* WHAT TO DO *
Only a number is expected here: the count of lines in this data where "approved" occurs.

[[ INPUT FOR THIS TASK open ]]

PR #515, opened 2022-03-29
Fix catching HTTP error in download_file

helena-intel:
In download_file URLError was caught first, with an if statement for timeout errors. HTTPError is a subclass of URLError and was never caught. This PR fixes that, by catching the more specific HTTPError first, and will also raise an exception now on non-timeout related other URLErrors.

Previously, if download_file tried to download a URL that does not exist, the function would fail without a clear indication of what went wrong. Now the expected error message is shown:
06836cea36df6644e9903493f12fb065

There are also some formatting changes (by black). The only content changes are line 139-151 in the notebook.


ryanloney:
@Debskij @paularamo please review and merge when possible

paularamo (approved):

Debskij (approved):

[[ INPUT FOR THIS TASK closed ]]

* REPLY TO THE TASK *
2